Through Apache? mod_jk? Tomcat?

         

sublime1

1:42 am on Dec 19, 2004 (gmt 0)

10+ Year Member



We're regularly getting hammered by various bots, IE's "offline content" stuff, site downloaders and all sorts of not so nicely behaved user agents. These guys put load on our servers that from time to time create more load than our servers can handle.

When this happens, the servers don't crash or fail, they just get slower and slower. So any extended flood of requests that's more than our throughput will eventually make all requests go into a queue that gets longer and longer, making performance slower more and more quickly, in effect, bringing our site down.

Of course we're working on doing smart things like identifying and shooing away bad bots, optimizing our performance, increasing our capacity and the like.

But I want to find a "when all else fails" mechanism that returns a 503 Server Unavailable response. We have Apache sitting in front of Tomcat using the mod_jk connector. Some things I have considered are:

1) Setting the max<something> directives in Apache to limit the number of pending requests, or
2) Setting some maximum number of threads, connnections, or something in the worker.properties file that configures mod_jk, or maybe Tomcat's server.xml for the connector, or
3) Checking or monitoring for some maximum number of concurrent requests in the Java code.

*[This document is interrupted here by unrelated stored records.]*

Issue #2971, opened 2014-11-11
make default test run against pouchdb-server


daleharvey:
Just to make it easier for contributors, if they arent dealing with bugs that involve couch vs pouchdb behaviour, then having git clone && npm test work out the box would be nice

daleharvey:
Dropping although I may revisit

PR #4050, opened 2015-07-17
(#2971) - Default test run against pouchdb-express-router

daleharvey:


daleharvey:
After watching various people try to get the test suite up and running, I think this may vastly increase how easy it is to get started with contributions, we no longer need a caveat for installing couchdb etc and the new flow to get the test suite running is:

    $ npm install
    $ npm test

The downsides may possibly be, when developing features that are aimed very much towards couchdb compatibility that people may assume they have a working patch and then see that it fails against couchdb in CI, we already have that between couchdb and couchdb-master, plus the vast majority of the work done on pouch isnt directly working on couchdb compatibility. The other issue is when developing feature that arent currently supported by pouchdb-express-router and require patches for them, in that case I am happy to take responsibility to get them working.

daleharvey:
Basically I would really like us to get to 

    $ git clone https://github.com/pouchdb/pouchdb.git
    $ cd pouchdb
    $ npm install 
    $ npm test

To get the test suite running, this seems like the lowest easiest way

nickcolley:
I like this a lot :+1:

nolanlawson:
Sorry to be that guy, but -1. I vastly prefer testing against CouchDB as a default, since otherwise we are potentially chasing our own tail. Yes it's a barrier to entry for new contributors, but `brew install couchdb` or `sudo apt-get install couchdb` is really not a lot to ask for most developers.

Additionally I have to admit that I've always been on the fence about pouchdb-express-router. It's a side project that I think only you (Dale) have really been using, we never managed to integrate it into express-pouchdb because @marten-de-vries came up with the `minimum-for-pouchdb` solution instead (which I think is fine), and up to now every time there's a bug in express-pouchdb, I end up having to fix it in two places, which is sub-optimal.

If anything, I would rather we made pouchdb-server the default (since people are actually using that), but then again we have the tail-chasing problem.

daleharvey:
In terms of chasing our own tail, we are testing CouchDB in travis by default, I dont believe it will change anything in terms of merging things without couchdb compatibility.

As for making it easier, `apt-get install couchdb` installs couchdb 1.4, I have had a lot of troubles with `brew install couchdb` previously, I opened this bug originally after watching 10 people try to get the test suite running and almost all having troubles at the couch install step (as I have done in the past too), The vast majority of bugs we have open dont require running the tests against a CouchDB instance and so I think the tradeoff is easier for pouchdb devs (we already have couch installed etc) vs easier for new contributors

And with `pouchdb-server` vs `pouchdb-express-router`, I think pouchdb-server has been built the wrong way and its complexity is already showing, pouchdb-express-router is around 500 lines and conceptually extremely simple, it is a http router for pouchdb function calls whereas pouchdb-server is a couchdb-like full app platform. (Which I and many others already fundamentally disagree with, hence the couchapp discussions)

However pouchdb-server can work for now, how about if we fix pouchdb-server to not spit out a whole ton of logs to stdio by default (so tests dont look like http://pastebin.com/VVL6MCWM) and then use pouchdb-server, if it proves to be problematic and those problems are easier fixed by pouchdb-express-router then we can do that later

Hows that sound?

nolanlawson:
Good points; I can agree with this approach. Let's fix the pouchdb-server logs and then use that as the default.

As for pouchdb-express-router: if pouchdb-server is too complicated (which may well be true) and you want to continue to maintain pouchdb-express-router, could you please at least move it to the pouchdb org and give me, calvin, and marten npm owner permissions? I'm still not really a big fan, especially given that we don't advertise pouchdb-express-router anywhere on the site (which is why nobody knows about it), but I can see the attraction of a lite node server. If we're going to own it, though, then we should own it.

Also this PR would be good to fit into the 4.0 release, because I may have to update the [PouchDB for *down authors](https://gist.github.com/nolanlawson/f2f4d7e2e6f426502b94) gist, although TBH I don't know if anybody is even using the PouchDB test suite in that way.

nolanlawson:
So honestly since this is just changing some defaults, I'm +1 on this. But I really really really wish we could find a way to deprecate pouchdb-express-router or merge it with express-pouchdb somehow.

daleharvey:
Ok pouchdb-express-router is transferred (https://github.com/pouchdb/pouchdb-express-router)

As for deprecating it, `express-pouchdb` was supposed to be exactly `pouchdb-express-router` with `pouchdb-server` doing all the extra couch stuff, this was very purposeful, couchdb has tried and failed to be an app server for over 5 years now and almost every person that has spent a long time building apps that way has decided it is a bad architecture which is why couchdb is having discussions about deemphasizing the app'y parts of CouchDB. So while copying the current couchdb monolith app server is useful to current couchdb users, I am hoping we can start building more scalable ecosystem and provide better answers for "how to we do authentication" etc by building on top of well designed single use modules.

It would be awesome if we kept the original plan and express-pouchdb only did the routing required for replication to work, but at this point it would take a lot of work to split it back out into those parts and I dont think anyone is particularly motivated to do so, I am however very motivated to make sure `pouchdb-express-router` has great compatibility.

daleharvey:
Filed https://github.com/pouchdb/pouchdb-server/issues/110 to get the logs fixed, once thats done ill merge this pre 4.0, cheers

nolanlawson:
CouchDB definitely tried to be too many things to too many people, but in my opinion where it failed was in not going far enough. Creating an authentication system where you can't even serve the 99% use case of "everybody can only read and write their own data" is a pity.

pouchdb-server is definitely going down that same route, but to its credit, it is 1) simple to set up and 2) doesn't favor any particular server design. Whereas pouchdb-express-router is only of interest to 1) adept programmers who prefer small modules and 2) those adept programmers who are also using Express. I think the latter contingent is going to be shrinking over the years, especially with the popularity of Hapi.

That said, it's a big tent, and we have room for lots of server implementations. So I'm happy to start documenting pouchdb-express-router as long as we have a sane way of maintaining it. Just don't discount pouchdb-server - it may be bloated, but it sure is easy to use and batteries-included for a lot of people. :wink:

I also agree that express-pouchdb is not really serving the needs of anybody at this point. It is way too deeply tied to pouchdb-server.

daleharvey:
pouchdb-server isnt suitable for this yet since it spits out a bunch of logs both in stdio and the filesystem, requests to change that behaviour have been given push back so im gonna drop this for now, though if I see it still remains a troublesome step for contributors will revisit it

marten-de-vries:
https://github.com/pouchdb/pouchdb-server/issues/110 for stdout.

As for the file system, the only required file there is a config file. [More info here](https://github.com/pouchdb/pouchdb-server/issues/98). It's not that different from it generating database files to persist databases.

PR #4055, opened 2015-07-18
(nolanlawson/pouchdb-load#29) - export generateReplicationId

nolanlawson:
Renamed from `genReplicationId` because if we're going to
export it, we should use the full name.


daleharvey:
Looks good - https://github.com/pouchdb/pouchdb/commit/9879f3f6c0a4970a49d4067fdb78476bfbc591a7

PR #4070, opened 2015-07-24
localstorage availability in safari private

mattbailey:
Safari private mode still exposes the localStorage object but sets the DOM quota to 0, making it non-functional.

I'd like to still be able to use the pouchdb memory adapter in safari private mode, but this test seems to make it fail, since it attempts to use localStorage thinking it will be functional.

### DIFF
--- a/lib/utils.js
+++ b/lib/utils.js
@@ -114,8 +114,8 @@ exports.hasLocalStorage = function () {
     return false;
   }
   try {
-    localStorage.setItem('pouchdblstest', 1);
-    return !!localStorage.getItem('pouchdblstest');
+    localStorage.setItem('_pouch_check_localstorage', 1);
+    return !!localStorage.getItem('_pouch_check_localstorage');
   } catch (e) {
     return false;
   }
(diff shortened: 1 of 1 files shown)


lib/utils.js
```diff
@@ -114,7 +114,8 @@ exports.hasLocalStorage = function () {
     return false;
   }
   try {
-    return localStorage;
+    localStorage.setItem('pouchdblstest', 1)
+    return localStorage.getItem('pouchdblstest') ? true : false;
```
nolanlawson: it's shorter to do `return !!localStorage.getItem('pouchdblstest`)`

nolanlawson:
+1 when green. I'd also like to have the key be something like `'_pouch_check_localstorage'` because all of our localstorage keys are prefixed with `_pouch`.

nolanlawson:
This is also failing JSHint because of a missing semicolon, hence why Travis is failing.

daleharvey:
Nice, good catches in the review nolan and cheers for the patch + the updates, :+1: 

merged in https://github.com/pouchdb/pouchdb/commit/348ef3c3d0ad0ba35c0abadc452192161bd00714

Whatever we go with should dismiss transactions it can't handle as fast as possible. This suggests doing it in Apache. But the performance issues are not with Apache but with the application being run by Tomcat (and using our database back end, etc.). This suggests that Tomcat, or even our Java code should monitor things.

What is the right directive in Apache, assuming I can say "when we have more than this many pending requests, we should turn away the rest? Can anyone point me to an example?

Or, is there a way via Apache's conf file to measure actual average response time so I could say "If the average response is taking more than 5 seconds, defer other connections until things get better"?

I think there's a setting in the server.xml for the mod_jk connector that specifies some limit. Is this the right way to go? What is the right setting?

Or should my doGet() methods in Java check some servlet container state and handle the problem there?

And now that I think of it, we might even be able to use our BigIP load balancer to protect our servers from being overloaded. Anyone have any suggestions for this kind of solution?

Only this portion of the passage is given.